● Task objective
For each line in the material below that holds "chrset", copy that line.

───── Supplied data

PR #1289, opened 2018-07-07
[merge] CFF tables

BlackFoundry:
desubroutinizing with Subsetter
No compreffor. No final compression (may happen after, outside merge)

### DIFF
--- a/Lib/fontTools/merge.py
+++ b/Lib/fontTools/merge.py
@@ -227,7 +227,7 @@ ttLib.getTableClass('head').mergeMap = {
 	'macStyle': first,
 	'lowestRecPPEM': max,
 	'fontDirectionHint': lambda lst: 2,
-	'indexToLocFormat': equal,
+	'indexToLocFormat': first,
 	'glyphDataFormat': equal,
 }
 
--- a/Lib/fontTools/merge.py
+++ b/Lib/fontTools/merge.py
@@ -13,11 +13,15 @@ from fontTools.ttLib.tables import otTables, _h_e_a_d
 from fontTools.ttLib.tables.DefaultTable import DefaultTable
 from fontTools.misc.loggingTools import Timer
 from fontTools.pens.recordingPen import DecomposingRecordingPen
+from fontTools.subset import _DesubroutinizingT2Decompiler
 from functools import reduce
 import sys
 import time
 import operator
 import logging
+import compreffor
+import os
+import tempfile
 
 
 log = logging.getLogger("fontTools.merge")
@@ -205,7 +209,7 @@ ttLib.getTableClass('head').mergeMap = {
 	'macStyle': first,
 	'lowestRecPPEM': max,
 	'fontDirectionHint': lambda lst: 2,
-	'indexToLocFormat': recalculate,
+	'indexToLocFormat': equal,
 	'glyphDataFormat': equal,
 }
 
@@ -362,6 +366,76 @@ def _glyphsAreSame(glyphSet1, glyphSet2, glyph1, glyph2):
 	return (pen1.value == pen2.value and
 		g1.width == g2.width and
 		(not hasattr(g1, 'height') or g1.height == g2.height))
+
+@_add_method(ttLib.getTableClass('CFF '))
+def merge(self, m, tables):
+	newcff = tables[0]
+	newfont = newcff.cff[0]
+	private = newfont.Private
+	storedNamesStrings = []
+	glyphOrderStrings = []
+	for name in newfont.strings.strings:
+		if name not in newfont.getGlyphOrder():
+			storedNamesStrings.append(name)
+		else:
+			glyphOrderStrings.append(name)    
+	chrset = list(newfont.charset)
+	newcs = newfont.CharStrings
+	newcsi = newcs.charStringsIndex
+	log.info("Font 0 global subrs: %s." % len(newcff.cff.GlobalSubrs))
+	ls = None
+	try:
+		ls = newfont.Private.Subrs
+	except:
+		pass
+	if ls is not None:
+		log.info("Font 0 local subrs: %s." % str(len(ls)))
+	else:
+		log.info("Font 0 has no local subrs.")
+	log.info("FONT 0 CharStrings: %s, %s." % (str(len(newcs)), str(len(newcsi))))
+	baseIndex = len(newcsi)
+	for i, table in enumerate(tables[1:]):
+		font = table.cff[0] 
+		font.Private = private
+		for name in font.strings.strings:
+			if name in font.getGlyphOrder():
+				glyphOrderStrings.append(name)
+		cs = font.CharStrings
+		gs = table.cff.GlobalSubrs
+		log.info("Font %s global subrs: %s." % (str(i+1), str(len(gs))))
+		ls = None
+		try:
+			ls = font.Private.Subrs
+		except:
+			pass
+		if ls is not None:
+			log.info("Font %s global subrs: %s." % (str(i+1), str(len(ls))))
+		else:
+			log.info("Font %s has no local subrs." % str(i+1))
+		log.info("Font %s CharStrings: %s, %s." % (str(i+1), str(len(cs)), str(len(cs.charStringsIndex))))
+		if hasattr(font, "FDSelect"):
+			sel = font.FDSelect
+			log.info("HAS FDSelect %s." % str(sel))
+		else:
+			log.info("HAS NO FDSelect.")
+		numCharsExcludingNotDef = len(cs.charStringsIndex)-1
+		newcsi.items.extend([None] * numCharsExcludingNotDef)
+		j = baseIndex
+		for name,i in cs.charStrings.items():
+			if name in ['.notdef']:
+				continue
+			chrset.append(name)
+			newcs.charStrings[name] = j
+			ch = cs.charStringsIndex[i]
+			newcsi[j] = ch
+			j += 1
+		baseIndex = j
+
+	newfont.charset = chrset
+	newfont.numGlyphs = len(chrset)
+	newfont.strings.strings = glyphOrderStrings + storedNamesStrings
+
+	return newcff
 
 @_add_method(ttLib.getTableClass('cmap'))
 def merge(self, m, tables):
@@ -919,21 +993,58 @@ class Merger(object):
 		self.options = options
 
 	def merge(self, fontfiles):
-
-		mega = ttLib.TTFont()
+		# Take first input file sfntVersion
+		sfntVersion = ttLib.TTFont(fontfiles[0]).sfntVersion
+		mega = ttLib.TTFont(sfntVersion=sfntVersion)
 
 		#
 		# Settle on a mega glyph order.
 		#
 		fonts = [ttLib.TTFont(fontfile) for fontfile in fontfiles]
+
+		
+		# Check if all fonts have CFF
+		allOTFs = all(cff is not None for cff in [font.get('CFF ') for font in fonts])
+
+		cffTables = []
+		if allOTFs:
+			for font in fonts:
+				compreffor.decompress(font)
+				cffTables.append(font.get('CFF '))
+		# 	cffTables = [font.get('CFF ') for font in fonts]
+		# 	desubr_cffTables = []
+		# 	for cff in cffTables:
+		# 		# Desubroutinize
+		# 		cs = cff.cff[0].CharStrings
+		# 		for g in cff.cff[0].charset:
+		# 			c, _ = cs.getItemAndSelector(g)
+		# 			c.decompile()
+		# 			subrs = getattr(c.private, "Subrs", [])
+		# 			decompiler = _DesubroutinizingT2Decompiler(subrs, c.globalSubrs)
+		# 			decompiler.execute(c)
+		# 			c.program = c._desubroutinized
+		# 		desubr_cffTables.append(cff)
+		# else:
+		# 	desubr_cffTables = []
+
 		glyphOrders = [font.getGlyphOrder() for font in fonts]
-		megaGlyphOrder = self._mergeGlyphOrders(glyphOrders)
+
+		# Handle glyphOrder merging and cff glyphs renaming together
+		megaGlyphOrder, newcffTables = self._mergeGlyphOrders(glyphOrders, cffTables)
+
 		# Reload fonts and set new glyph names on them.
 		# TODO Is it necessary to reload font?  I think it is.  At least
 		# it's safer, in case tables were loaded to provide glyph names.
 		fonts = [ttLib.TTFont(fontfile) for fontfile in fontfiles]
-		for font,glyphOrder in zip(fonts, glyphOrders):
-			font.setGlyphOrder(glyphOrder)
+
+		if len(newcffTables) > 0:
+			for font, glyphOrder, cffTable in zip(fonts, glyphOrders, newcffTables):
+				font.setGlyphOrder(glyphOrder)
+				font['CFF '] = cffTable
+		else:
+			for font, glyphOrder in zip(fonts, glyphOrders):
+				font.setGlyphOrder(glyphOrder)
+
 		mega.setGlyphOrder(megaGlyphOrder)
 
 		for font in fonts:
@@ -945,13 +1056,16 @@ class Merger(object):
 		allTags = reduce(set.union, (list(font.keys()) for font in fonts), set())
 		allTags.remove('GlyphOrder')
 
-		# Make sure we process cmap before GSUB as we have a dependency there.
+		# Make sure we process CFF before cmap before GSUB as we have a dependency there.
 		if 'GSUB' in allTags:
 			allTags.remove('GSUB')
 			allTags = ['GSUB'] + list(allTags)
 		if 'cmap' in allTags:
 			allTags.remove('cmap')
 			allTags = ['cmap'] + list(allTags)
+		if 'CFF ' in allTags:
+			allTags.remove('CFF ')
+			allTags = ['CFF '] + list(allTags)
 
 		for tag in allTags:
 			with timer("merge '%s'" % tag):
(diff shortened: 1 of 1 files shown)


Lib/fontTools/merge.py
```diff
@@ -363,6 +364,74 @@ def _glyphsAreSame(glyphSet1, glyphSet2, glyph1, glyph2):
...
+	newcs = newfont.CharStrings
+	newcsi = newcs.charStringsIndex
+	log.info("Font 0 global subrs: %s." % len(newcff.cff.GlobalSubrs))
+	ls = None
+	try:
+		ls = newfont.Private.Subrs
+	except:
+		pass
+	if ls is not None:
+		log.info("Font 0 local subrs: %s." % str(len(ls)))
```
anthrotype: you don't need to call `str` to convert an integer to string if you are using the `%s` format

anthrotype: and when you use logging, you don't need to evaluate the `%` formatting operators immediately, but you should do instead:

```python
log.info("Font 0 local subrs: %s", len(ls))
```

the positional argument after the first one will be interpolated only if the logging message is handled (i.e. if the client app has configured logging, and if the logger is configured for that level of verbosity, etc.)

Lib/fontTools/merge.py
```diff
@@ -919,21 +988,63 @@ def __init__(self, options=None):
...
+		mega = ttLib.TTFont(sfntVersion=sfntVersion)
 
 		#
 		# Settle on a mega glyph order.
 		#
 		fonts = [ttLib.TTFont(fontfile) for fontfile in fontfiles]
+
+		
+		# Check if all fonts have CFF
+		allOTFs = all(cff is not None for cff in [font.get('CFF ') for font in fonts])
```
anthrotype: `allOTFs = all("CFF " in font for font in fonts)`

Lib/fontTools/merge.py
```diff
@@ -919,21 +988,63 @@ def __init__(self, options=None):
...
+
+		cffTables = []
+		if allOTFs:
+			for font in fonts:
+				# Desubroutinize with Subsetter (like compreffor does)
```
anthrotype: we could factor this out into a separate function `_desubroutinize(otf)` or similar

Lib/fontTools/merge.py
```diff
@@ -919,21 +988,63 @@ def __init__(self, options=None):
...
+		# Handle glyphOrder merging and cff glyphs renaming together
+		megaGlyphOrder = self._mergeGlyphOrders(glyphOrders, cffTables)
+
 		# Reload fonts and set new glyph names on them.
 		# TODO Is it necessary to reload font?  I think it is.  At least
 		# it's safer, in case tables were loaded to provide glyph names.
-		fonts = [ttLib.TTFont(fontfile) for fontfile in fontfiles]
-		for font,glyphOrder in zip(fonts, glyphOrders):
-			font.setGlyphOrder(glyphOrder)
+		# fonts = [ttLib.TTFont(fontfile) for fontfile in fontfiles]
```
anthrotype: why did you comment this out? Did you test nothing that it was not necessary to reload? In general, I don't like leaving commented-out code in, which becomes stale very quickly.

Lib/fontTools/merge.py
```diff
@@ -919,21 +988,63 @@ def __init__(self, options=None):
...
+				options.desubroutinize = True
+				options.notdef_outline = True
+				subsetter = subset.Subsetter(options=options)
+				subsetter.populate(glyphs=tmpfont.getGlyphOrder())
+				subsetter.subset(tmpfont)
+				data = tmpfont['CFF '].compile(tmpfont)
+				table = ttLib.newTable('CFF ')
+				table.decompile(data, font)
+				font['CFF '] = table
+				cffTables.append(font.get('CFF '))
```
anthrotype: you can unconditionally do `font["CFF "]` instead of `font.get("CFF ")` if you are certain, like in this particular case, that font has "CFF " table inside.
well, actually here you can just do `cffTables.append(table)`

Lib/fontTools/merge.py
```diff
@@ -919,21 +988,63 @@ def __init__(self, options=None):
...
 		# it's safer, in case tables were loaded to provide glyph names.
-		fonts = [ttLib.TTFont(fontfile) for fontfile in fontfiles]
-		for font,glyphOrder in zip(fonts, glyphOrders):
-			font.setGlyphOrder(glyphOrder)
+		# fonts = [ttLib.TTFont(fontfile) for fontfile in fontfiles]
+
+		if len(cffTables):
+			for font, glyphOrder, cffTable in zip(fonts, glyphOrders, cffTables):
+				font.setGlyphOrder(glyphOrder)
+				font['CFF '] = cffTable
```
anthrotype: why are you setting the CFF tables again in this line? You already set them to the same same objects a few lines above, no?
https://github.com/fonttools/fonttools/pull/1289/files#diff-4ac66bcb14ce18ebedd3df81c04259deR1025

Lib/fontTools/merge.py
```diff
@@ -945,13 +1056,16 @@ def merge(self, fontfiles):
 		allTags = reduce(set.union, (list(font.keys()) for font in fonts), set())
 		allTags.remove('GlyphOrder')
 
-		# Make sure we process cmap before GSUB as we have a dependency there.
+		# Make sure we process CFF before cmap before GSUB as we have a dependency there.
```
anthrotype:
```diff
- Make sure we process CFF before cmap before GSUB as we have a dependency there.
+ Make sure we process CFF before cmap, and cmap before GSUB as we have a dependency there.
```

Lib/fontTools/merge.py
```diff
@@ -975,20 +1089,52 @@ def merge(self, fontfiles):
...
 		# TODO Even this simplistic numbering can result in conflicts.
 		# But then again, we have to improve this soon anyway.
+
+		# If we have CFF tables,
+		# rename topDictIndex charStrings
+		for n,cffTable in enumerate(cffTables):
+			td = cffTable.cff.topDictIndex[0]
+			d = {}
+			for i, (glyphName, v) in enumerate(td.CharStrings.charStrings.items()):
+				if glyphName not in ['.notdef']:
```
anthrotype: wouldn't `if glyphName != ".notdef":` accomplish the same thing here?

Lib/fontTools/merge.py
```diff
@@ -975,20 +1089,52 @@ def merge(self, fontfiles):
...
-		for n,glyphOrder in enumerate(glyphOrders):
-			for i,glyphName in enumerate(glyphOrder):
-				glyphName += "#" + repr(n)
-				glyphOrder[i] = glyphName
-				mega.append(glyphName)
+
+		# If we have CFF tables,
+		# make sure to keep .notdef as first glyph,
+		# don't rename it, and skip any additional .notdef
+		if len(cffTables):
```
anthrotype: a non empty list evaluates True in boolean expressions, False if empty. You can change to `if cffTables:`

Lib/fontTools/merge.py
```diff
@@ -975,20 +1089,52 @@ def merge(self, fontfiles):
...
 		mega = []
-		for n,glyphOrder in enumerate(glyphOrders):
-			for i,glyphName in enumerate(glyphOrder):
-				glyphName += "#" + repr(n)
-				glyphOrder[i] = glyphName
-				mega.append(glyphName)
+
+		# If we have CFF tables,
+		# make sure to keep .notdef as first glyph,
+		# don't rename it, and skip any additional .notdef
```
anthrotype: the special handling of .notdef could be extended to non-CFF as well.

Lib/fontTools/merge.py
```diff
@@ -205,7 +206,7 @@ def merge(self, m, tables):
 	'macStyle': first,
 	'lowestRecPPEM': max,
 	'fontDirectionHint': lambda lst: 2,
-	'indexToLocFormat': recalculate,
+	'indexToLocFormat': equal,
```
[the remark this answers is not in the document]
BlackFoundry: it has to do with this:
https://github.com/fonttools/fonttools/blob/87178f413a97bd725c7a62e0c89108933e35c746/Lib/fontTools/ttLib/tables/_h_e_a_d.py#L61

with 'recalculate' I get this error:
  File "/Library/Python/2.7/site-packages/fonttools-3.28.1.dev0-py2.7.egg/fontTools/ttLib/ttFont.py", line 173, in save
    writer_reordersTables = self._save(tmp)
  File "/Library/Python/2.7/site-packages/fonttools-3.28.1.dev0-py2.7.egg/fontTools/ttLib/ttFont.py", line 212, in _save
    self._writeTable(tag, writer, done, tableCache)
  File "/Library/Python/2.7/site-packages/fonttools-3.28.1.dev0-py2.7.egg/fontTools/ttLib/ttFont.py", line 633, in _writeTable
    tabledata = self.getTableData(tag)
  File "/Library/Python/2.7/site-packages/fonttools-3.28.1.dev0-py2.7.egg/fontTools/ttLib/ttFont.py", line 651, in getTableData
    return self.tables[tag].compile(self)
  File "/Library/Python/2.7/site-packages/fonttools-3.28.1.dev0-py2.7.egg/fontTools/ttLib/tables/_h_e_a_d.py", line 69, in compile
    data = sstruct.pack(headFormat, self)
  File "/Library/Python/2.7/site-packages/fonttools-3.28.1.dev0-py2.7.egg/fontTools/misc/sstruct.py", line 68, in pack
    value = obj[name]
KeyError: 'indexToLocFormat'

Lib/fontTools/merge.py
BlackFoundry: I should remove it I think or reload before because, if reload happens here we reload the old subroutinized CFF tables with old glyph names too.

BlackFoundry: yes, that's a mistake, better keep it I think

Lib/fontTools/merge.py
BlackFoundry: that's because the fonts 'should' be reloaded… (see commented line 1038)

Lib/fontTools/merge.py
BlackFoundry: sure ;)

Lib/fontTools/merge.py
BlackFoundry: ok

Lib/fontTools/merge.py
BlackFoundry: right

Lib/fontTools/merge.py
BlackFoundry: makes sense

Lib/fontTools/merge.py
BlackFoundry: doing it

Lib/fontTools/merge.py
BlackFoundry: good :)

Lib/fontTools/merge.py
BlackFoundry: fixing these

Lib/fontTools/merge.py
```diff
@@ -363,6 +364,74 @@ def _glyphsAreSame(glyphSet1, glyphSet2, glyph1, glyph2):
...
+			glyphOrderStrings.append(name)    
+	chrset = list(newfont.charset)
+	newcs = newfont.CharStrings
+	newcsi = newcs.charStringsIndex
+	log.info("Font 0 global subrs: %s." % len(newcff.cff.GlobalSubrs))
+	ls = None
+	try:
+		ls = newfont.Private.Subrs
+	except:
+		pass
```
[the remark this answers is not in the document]
BlackFoundry: making a change

Lib/fontTools/merge.py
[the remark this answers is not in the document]
behdad: That's because with CFF fonts, no one will set this value.  Please use `first` instead.

Lib/fontTools/merge.py
```diff
@@ -371,48 +392,44 @@ def merge(self, m, tables):
...
-		ls = newfont.Private.Subrs
-	except:
-		pass
-	if ls is not None:
-		log.info("Font 0 local subrs: %s." % str(len(ls)))
-	else:
-		log.info("Font 0 has no local subrs.")
-	log.info("FONT 0 CharStrings: %s, %s." % (str(len(newcs)), str(len(newcsi))))
+	if hasattr(newfont, 'Private'):
+		if hasattr(newfont.Private, 'Subr'):
```
behdad: Just do `if hasattr(newfont, 'Private') and hasattr(newfont.Private, 'Subr'):`

Lib/fontTools/merge.py
```diff
@@ -371,48 +392,44 @@ def merge(self, m, tables):
...
-			ls = font.Private.Subrs
-		except:
-			pass
-		if ls is not None:
-			log.info("Font %s global subrs: %s." % (str(i+1), str(len(ls))))
-		else:
-			log.info("Font %s has no local subrs." % str(i+1))
-		log.info("Font %s CharStrings: %s, %s." % (str(i+1), str(len(cs)), str(len(cs.charStringsIndex))))
+		if hasattr(font, 'Private'):
+			if hasattr(font.Private, 'Subr'):
```
behdad: Same.

BlackFoundry:
ping

Lib/fontTools/merge.py
```diff
@@ -363,6 +385,68 @@ def _glyphsAreSame(glyphSet1, glyphSet2, glyph1, glyph2):
...
+	newcsi = newcs.charStringsIndex
+	log.info("Font 0 global subrs: %s.", len(newcff.cff.GlobalSubrs))
+	ls = None
+	if hasattr(newfont, 'Private') and hasattr(newfont.Private, 'Subr'):
+		ls = newfont.Private.Subrs
+	lenls = len(ls) if ls is not None else 0
+	log.info("Font 0 local subrs: %s.", lenls)
+	log.info("FONT 0 CharStrings: %s, %s.",(len(newcs), len(newcsi)))
+	baseIndex = len(newcsi)
+	for i, table in enumerate(tables[1:]):
```
anthrotype: `enumerate` can take a `start` argument, if you wish to start counting from 1, you can do

```python
for i, table in enumerate(tables[1:], start=1):
```

Lib/fontTools/merge.py
```diff
@@ -363,6 +385,68 @@ def _glyphsAreSame(glyphSet1, glyphSet2, glyph1, glyph2):
...
+		if hasattr(font, "FDSelect"):
+			sel = font.FDSelect
+			log.info("HAS FDSelect %s.", sel)
+		else:
+			log.info("HAS NO FDSelect.")
+		numCharsExcludingNotDef = len(cs.charStringsIndex)
+		newcsi.items.extend([None] * numCharsExcludingNotDef)
+		chrset.extend(list(font.charset))
+		j = baseIndex
+		for name,i in cs.charStrings.items():
```
anthrotype: the local variable `i` is already used for the outer for loop, better call this one with another name

Lib/fontTools/merge.py
```diff
@@ -363,6 +385,68 @@ def _glyphsAreSame(glyphSet1, glyphSet2, glyph1, glyph2):
...
+		if hasattr(font, 'Private') and hasattr(font.Private, 'Subr'):
+			ls = font.Private.Subrs
+		lenls = len(ls) if ls is not None else 0
+		log.info("Font %s global subrs: %s.", (i+1, lenls))
+		log.info("Font %s CharStrings: %s, %s.", (i+1, len(cs), len(cs.charStringsIndex)))
+		if hasattr(font, "FDSelect"):
+			sel = font.FDSelect
+			log.info("HAS FDSelect %s.", sel)
+		else:
+			log.info("HAS NO FDSelect.")
```
anthrotype: maybe these should be `log.debug` rather than `log.info`

Lib/fontTools/merge.py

──────────

● The answer
+	chrset = list(newfont.charset)
+			chrset.append(name)
+	newfont.charset = chrset
+	newfont.numGlyphs = len(chrset)
+	chrset = list(newfont.charset)
+		chrset.extend(list(font.charset))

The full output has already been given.